[Saved entries]

=-=-=-=-=

PR #420, opened 2015-02-04
Added puphpet box configuration for apache2 developer VM

WorkingDevel:
For development with webtrees it is nice to have a configured webserver running out of the box on your current devevelopment workspace. Virtual machines are a good way (and may be the best) for this especially under windows. https://puphpet.com/ is providing a configuration builder for such webserver-VMs.
I have created a configuration for a apache2 webserver that serves the webtrees code from workspace. PhpStorm is also able to control the created vagrant box.

At the moment the configuration is only for users of a Linux system, for Windows it is still needed to create a configuration, but it could be derived from the linux configuration as https://puphpet.com/ can import and modify already created puphpet confiugration files.

### DIFF
--- a/.gitattributes
+++ b/.gitattributes
@@ -2,11 +2,16 @@
 
 .gitattributes export-ignore
 .gitignore     export-ignore
+.gitmodules    export-ignore
 .travis.yml    export-ignore
 Makefile       export-ignore
 build/         export-ignore
+tests/         export-ignore
+tools/         export-ignore
 js/*.patch     export-ignore
 phpunit.xml    export-ignore
+VAGRANT.sh     export-ignore
+README-vagrant.md                                              export-ignore
 library/bombayworks/zendframework1/library/Zend/Acl/           export-ignore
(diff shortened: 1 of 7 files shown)


fisharebest:
This is a lot of code (25MB, 7500 files).  Does it all need to be in the webtrees repository?

WorkingDevel:
Maybe it could be in a separate repo and checked out via the scripts I wrote. I'll try.

WorkingDevel:
@fisharebest I have created a git submodule version. So no one needs to download the 25Mb if he doesn't want to use vagrant for development.

fisharebest:
I have never used vagrant (although one of my colleagues spent a lot of time failing to get it working!).

How would I fire it up?

WorkingDevel:
There's a readme, that describes it: https://github.com/WorkingDevel/webtrees-vagrant/blob/master/README.md
This readme should be here if you decide to go with the vagrant option.

fisharebest:
I've added a Vagrantfile.  It uses PHP 5.3 - which we need for testing and `composer update`.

=-=-=-=-=

● **What the task asks**: Give the data back exactly as it stands.

● **Answer for the task**:
PR #420, opened 2015-02-04
Added puphpet box configuration for apache2 developer VM

WorkingDevel:
For development with webtrees it is nice to have a configured webserver running out of the box on your current devevelopment workspace. Virtual machines are a good way (and may be the best) for this especially under windows. https://puphpet.com/ is providing a configuration builder for such webserver-VMs.
I have created a configuration for a apache2 webserver that serves the webtrees code from workspace. PhpStorm is also able to control the created vagrant box.

At the moment the configuration is only for users of a Linux system, for Windows it is still needed to create a configuration, but it could be derived from the linux configuration as https://puphpet.com/ can import and modify already created puphpet confiugration files.

### DIFF
--- a/.gitattributes
+++ b/.gitattributes
@@ -2,11 +2,16 @@
 
 .gitattributes export-ignore
 .gitignore     export-ignore
+.gitmodules    export-ignore
 .travis.yml    export-ignore
 Makefile       export-ignore
 build/         export-ignore
+tests/         export-ignore
+tools/         export-ignore
 js/*.patch     export-ignore
 phpunit.xml    export-ignore
+VAGRANT.sh     export-ignore
+README-vagrant.md                                              export-ignore
 library/bombayworks/zendframework1/library/Zend/Acl/           export-ignore
(diff shortened: 1 of 7 files shown)


fisharebest:
This is a lot of code (25MB, 7500 files).  Does it all need to be in the webtrees repository?

WorkingDevel:
Maybe it could be in a separate repo and checked out via the scripts I wrote. I'll try.

WorkingDevel:
@fisharebest I have created a git submodule version. So no one needs to download the 25Mb if he doesn't want to use vagrant for development.

fisharebest:
I have never used vagrant (although one of my colleagues spent a lot of time failing to get it working!).

How would I fire it up?

WorkingDevel:
There's a readme, that describes it: https://github.com/WorkingDevel/webtrees-vagrant/blob/master/README.md
This readme should be here if you decide to go with the vagrant option.

fisharebest:
I've added a Vagrantfile.  It uses PHP 5.3 - which we need for testing and `composer update`.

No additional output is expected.